2. Composição farmacêutica, de acordo com a reivindicação 1, caracterizada pelo fato de que o teor de cloridrato de prilocaína é de 2% (peso/volume).
3. Composição farmacêutica, de acordo com a reivindicação 1 ou 2, caracterizada pelo fato de apresentar uma densidade relativa à temperatura de 37°C entre 1,0210 e 1,0310.
4. Uso de uma composição conforme definida em qualquer uma das reivindicações 1-3, caracterizado pelo fato de que o dito uso se destina à fabricação de um medicamento para anestesia intratecal.
5. Solução injetável para anestesia intratecal, caracterizada pelo fato de consistir de uma composição conforme definida em qualquer uma das reivindicações 1-3.
6. Solução injetável de acordo com a reivindicação 5, caracterizada pelo fato de que a referida solução injetável está contida em um frasco de vidro transparente ou escuro.

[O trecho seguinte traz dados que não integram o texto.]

PR #6, opened 2017-12-14
Added setting about the cpu usage of blas library

kan-bayashi:
Added setting about the cpu usage of blas library.


sw005320:
I think it requires only one of them (maybe OMP_NUM_THREADS).
Can you test it, and only keep one setting?
I don't want to make `path.sh` complicated.

kan-bayashi:
Removed unnecessary lines.

PR #7, opened 2017-12-14
[WIP] use hdf5 instead of kaldi_io

kan-bayashi:
Under construction.


kan-bayashi:
I added examples.
Before running, please install h5py.
```bash
. ./path.sh
pip install h5py
```
Then, run the `run_hdf5.sh`
```
./run_hdf5.sh
```

Issue #18, opened 2017-12-18
add unit-tests and Travis CI (.travis.yml)


ShigekiKarita:
Testing python2/3 and chainer/pytorch compatibility by our hand will be hell. we need some continuous integration on this. I think chainer's setting is good for us to test and build doc automatically. https://github.com/chainer/chainer/blob/master/.travis.yml

sw005320:
I understand and I will work on it. But at least, our setup is based on virtualenv and making an isolated setup with python 2.7, which is one way to avoid this kind of issues. So I want you to follow this setup for now.

ShigekiKarita:
gotcha 👌

ShigekiKarita:
I wonder if there were tiny toy example in espnet to run end-to-end test and benchmark in a short time. Some frameworks use AN4 for that purpose. I want someone to create AN4 egs because I'm not very familiar with kaldi. 

- an4 in CNTK https://github.com/Microsoft/CNTK/tree/master/Examples/Speech/AN4
- an4 in torch deepspeech https://github.com/SeanNaren/deepspeech.torch
- an4 in pytorch deepspeech https://github.com/SeanNaren/deepspeech.pytorch

ShigekiKarita:
I'm working on it in advance of you. I just copied chainer/.travis.yml and delete and add a few lines. Although I wrote only stupid tests, we can [see a python2/3 unicode problem here](https://travis-ci.org/ShigekiKarita/espnet/builds/318193090)

Also there can be several problems and discussions.
- pytorch installation on Travis-CI might not be possible now https://github.com/uber/pyro/pull/627
- end-to-end testing with smaller but real corpus
- need to lint python coding style like chainer? (I think it is too strict)

sw005320:
Thanks for the suggestion.
I can definitely make an4 egs.
Wait for a while.

ShigekiKarita:
@sw005320 now https://github.com/espnet/espnet/blob/master/.travis.yml is in this repo, you can enable travis ci. (I do not have such a permission.)

all you need to do is step1-2 in https://docs.travis-ci.com/user/getting-started#To-get-started-with-Travis-CI

sw005320:
@ShigekiKarita I've finished the an4 example. I don't tune the performance so much, but I think it would be okay for the test purpose.

ShigekiKarita:
Thanks!

Issue #9, opened 2017-12-14
pytorch exp


ShigekiKarita:
Hi, @sw005320 

this is not an issue, just my homework for fun. I'm making pytorch backend on your script for chainer. 

https://github.com/ShigekiKarita/espnet/blob/pytorch/src/bin/asr_train_th.py

Unless nothing is wrong (well, I don't think so ... for example, the lack of CTC loss implementation), pytorch seems twice faster than chainer in my poor environment (GTX760).

sw005320:
Great!!!
I think it would be nice to have two implementations (like Keras that uses several backends).
We can discuss it tomorrow.
I'm really excited.

I would say that my chainer-based implementation is already very nice level in terms of training speed, and if it would be twice faster, it is super duper.

ShigekiKarita:
Training BLSTMP on WSJ in 4 hours by pytorch and 1080ti

```
chainer:
this epoch [#####.............................................] 10.92%
       200 iter, 0 epoch / 15 epochs
   0.50112 iters/sec. Estimated time to finish: 15:07:17.560377.

pytorch:
this epoch [##########........................................] 21.83%                                              
       400 iter, 0 epoch / 15 epochs                      
    1.8472 iters/sec. Estimated time to finish: 4:04:20.062329.
```

sw005320:
This is amazing.
We should definitely consider to have both backends.
Please continue on it, and also try to include CTC and try to make it similar to the chainer backend.

ShigekiKarita:
@sw005320 I've implemented the CTC loss function with [WarpCTC binding](https://github.com/SeanNaren/warp-ctc) (not push yet). It does not matter at all in speed.

```
this epoch [#####.............................................] 10.92%
       200 iter, 0 epoch / 15 epochs
    1.9304 iters/sec. Estimated time to finish: 3:55:31.877189.
```

ShigekiKarita:
Pytorch backend is finally merged. As @sw005320 noted in #17, we need to add pytorch backend not only in WSJ but also in all the egs. It is not difficult for me and also for anyone else.

However there is a new concern about results. Here are WSJ-BLSTMP results by chainer and pytorch.

- chainer

![acc](https://user-images.githubusercontent.com/6745326/34089579-73f5c028-e3f4-11e7-9811-774a1fdbd7df.png)

![loss](https://user-images.githubusercontent.com/6745326/34089665-48bd8228-e3f5-11e7-90b7-83c2b60b1641.png)


[...]

PR #20, opened 2017-12-18
Test and Travis-CI

ShigekiKarita:
I'm working on Travis-CI #18


ShigekiKarita:
@sw005320 I want you to merge this if it is OK.

ShigekiKarita:
just a moment, I found Travis-CI is falling. https://travis-ci.org/ShigekiKarita/espnet

ShigekiKarita:
Now, Travis is OK. Many tests are skipped but we can wait for him https://github.com/pytorch/pytorch/issues/4178#issuecomment-352910003

src/nets/e2e_asr_attctc_th.py
```diff
@@ -417,6 +508,13 @@ def forward(self, enc_hs_pad, enc_hs_len, dec_z, att_prev, scaling=2.0):
         return c, w
 
 
+def th_accuracy(y_all, pad_target, ignore_label):
+    acc = 0
+    pad_pred = y_all.data.view(pad_target.size(0), pad_target.size(1), y_all.size(1)).max(2)[1]
+    mask = pad_target.data != ignore_label
+    return torch.sum(pad_pred.masked_select(mask) == pad_target.data.masked_select(mask)) / torch.sum(mask)
```
kan-bayashi: Final calculation `torch.sum(pad_pred.masked_select(mask) == pad_target.data.masked_select(mask)) / torch.sum(mask)` is `int / int`, therefore, in the case of python2, acc become = 0. (I confirmed) 

We should cast to float. 
I will show my modified version. 
```
def th_accuracy(y_all, pad_target, ignore_label):
    pad_pred = y_all.data.view(pad_target.size(0), pad_target.size(1), y_all.size(1)).max(2)[1]
    mask = pad_target.data != ignore_label
    numerator = torch.sum(pad_pred.masked_select(mask) == pad_target.data.masked_select(mask))
    denominator = torch.sum(mask)
    return float(numerator) / float(denominator)
```

src/nets/e2e_asr_attctc_th.py
```diff
@@ -484,21 +583,15 @@ def forward(self, hpad, hlen, ys):
...
         # acc = F.accuracy(y_all, F.concat(pad_ys_out, axis=0), ignore_label=-1)
-        acc = 0
-        pred_pad = y_all.data.view(len(ys), olength, y_all.size(1)).max(2)[1]
-        for i in range(len(ys)):
-            acc += torch.sum(pred_pad[i, :ys[i].size(0)] == ys[i].data)
-        acc /= sum(map(len, ys))
+        acc = th_accuracy(y_all, pad_ys_out, ignore_label=self.ignore_id)
         logging.info('att loss:' + str(self.loss.data))
 
         # show predicted character sequence for debug
```
kan-bayashi: In the case of chainer, ignore label is `-1`.
Therefore, we should change as follows.
```
# now 
                 idx_hat = np.argmax(y_hat_[y_true_ != -1], axis=1)
                 idx_true = y_true_[y_true_ != -1]
# proposed
                 idx_hat = np.argmax(y_hat_[y_true_ != self.ignore_id], axis=1)
                 idx_true = y_true_[y_true_ != self.ignore_id]
```

kan-bayashi:
@ShigekiKarita Hi Shigeki. I added some comments.
Could you reflect them?

src/nets/e2e_asr_attctc_th.py
```diff
@@ -304,35 +394,36 @@ def reset(self):
...
-        batch = len(enc_hs)
+        batch = enc_hs_pad.size(0)
         # pre-compute all h outside the decoder loop
         if self.pre_compute_enc_h is None:
-            self.enc_h = F.pad_sequence(enc_hs)  # utt x frame x hdim
+            self.enc_h = enc_hs_pad  # utt x frame x hdim
             self.h_length = self.enc_h.shape[1]
             # utt x frame x att_dim
-            self.pre_compute_enc_h = F.tanh(linear_tensor(self.mlp_enc, self.enc_h))
+            self.pre_compute_enc_h = linear_tensor(self.mlp_enc, self.enc_h)
```
kan-bayashi: Does it need to perform `tanh`?

src/nets/e2e_asr_attctc_th.py
ShigekiKarita: Thanks!

src/nets/e2e_asr_attctc_th.py
ShigekiKarita: OK. I think you are talking about `show predicted character sequence for debug` at Decoder.forward.

kan-bayashi: Yes, that's right.

src/nets/e2e_asr_attctc_th.py
ShigekiKarita: Hmm, I'm not sure why I delete it. However I will follow the reference  impl of chainer.

ShigekiKarita: In eq 9 in https://arxiv.org/pdf/1609.06773.pdf, `pre_compute_h` corresponds to `V h_l ` that does not have tanh. Anyway it might not be big deal because we cannot see big difference in https://github.com/espnet/espnet/issues/9#issuecomment-353366442

ShigekiKarita:
Thank you for many comments.

src/nets/e2e_asr_attctc_th.py
```diff
@@ -469,7 +469,7 @@ def forward(self, enc_hs_pad, enc_hs_len, dec_z, att_prev, scaling=2.0):
             self.enc_h = enc_hs_pad  # utt x frame x hdim
             self.h_length = self.enc_h.shape[1]
             # utt x frame x att_dim
-            self.pre_compute_enc_h = linear_tensor(self.mlp_enc, self.enc_h)
+            self.pre_compute_enc_h = torch.tanh(linear_tensor(self.mlp_enc, self.enc_h))
```
kan-bayashi: `tanh` op is performed for only `AttDot` in Chainer.
I think it is not needed for `AttLoc`.

ShigekiKarita: oh that is right

ShigekiKarita:
Does everything look good? @kan-bayashi @sw005320

sw005320:
can you include pytorch and others in all at Makefile?

ShigekiKarita:
done

src/nets/e2e_asr_attctc_th.py
mpc001: Sorry, but I noticed the current version self.ignore_id=0. Is 0 for CTC?

sw005320: Are you talking about this?
https://github.com/espnet/espnet/blob/c044f7a25dad63282071a38cef5b4678f9158fc3/src/nets/e2e_asr_attctc_th.py#L1633
This may have some problems.
@ShigekiKarita, can you tell me why you set 0 here?

kan-bayashi: In current implementation, character index for decoder is 1 to odim - 1.
Therefore, 0 is not used in decoder and it might be no effect even if we use 0 as ignore id, I think.

kan-bayashi: But to make more clear, I agree to change it to -1.

mpc001: @kan-bayashi Many thanks for your reply!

7. Método de obtenção de uma composição farmacêutica, conforme definida em qualquer uma das reivindicações 1-3 caracterizado pelo fato de compreender as seguintes etapas: - misturar água de injeção, cloridrato de prilocaína e glicose anidra nas necessárias quantidades, em uma atmosfera de gás inerte, de modo a proporcionar uma solução medicinal sob gás inerte; - opcionalmente, adicionar NaOH à solução medicinal, de modo a estabilizar o pH entre 5,0 e 6,0; - filtrar a solução medicinal através de um filtro estéril (0,22 μm); - distribuir a solução medicinal filtrada em frascos, sob uma atmosfera de gás inerte; - esterilizar a solução medicinal em frascos lacrados, sob gás inerte e temperatura de >121°C, durante período >15 minutos, de modo a proporcionar uma solução medicinal esterilizada.
8. Método, de acordo com a reivindicação 7, caracterizado pelo fato de que a solução medicinal obtida após a última etapa é submetida a um segundo ciclo de esterilização, sob temperatura de >121°C, durante período >15 minutos.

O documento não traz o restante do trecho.